Perinatal infection resident survival guide
Synonyms and keywords: Neonatal infection; TORCH infection
|Perinatal infection Resident Survival Guide Microchapters|
Most of the perinatal infections in the neonate are bacterial. These infections may be acquired from the mother prior to or at birth or from environmental sources. Premature babies are prone to perinatal infections. Neonates, especially those born prematurely have very limited ability to express symptoms, so, even minor deviations from normal behaviour should suggest bacterial disease. Chronic congenital and perinatal infections are usually asymptomatic in mother and neonate and may remain latent or sub-clinically active in host tissue for prolonged time.It may cause insidious injury to the central nervous and perceptual systems. When noticeable, these infections almost invariably cause mental or perceptual handicaps or both.
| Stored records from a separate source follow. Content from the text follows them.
PR #1323, opened 2021-07-05
Sample pages [DS-39]

davidrapson:
## Background

This depends on https://github.com/citizensadvice/design-system/pull/1306 before we can merge it. It's also the last change we need to make before we can completely remove haml from Storybook.

https://citizensadvice.atlassian.net/browse/DS-39

## Changes

I've made a few choices here that are worth explaining:

### Use erb for page templates in demo app

I wanted to scratch an itch and try using plain erb for the templates within the demo app. I think it's useful to have a fairly "stock" demo app to test that we're not leaking too much haml related stuff from the engine.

Cytomegalovirus is the most common cause of congenital infections and the fetal effects of primary maternal infection during gestation can be devastating.Perinatal infection occurring in the 1st few days to 14 days occurs due to contact with the pathogens present in the cervico-vaginal canal during delivery. causes are Escherichia coli, Group B beta haemolytic Streptococci,Gonococci, Listeria monocytogenes ,Bacteroides species, Candida albicans, Cytomegalo virus,Herpes Simplex Virus Type-2.The mortality and morbidity associated with either acute or chronic infections is quite high. So, appropriate diagnosis and treatment is required and should be aggressive.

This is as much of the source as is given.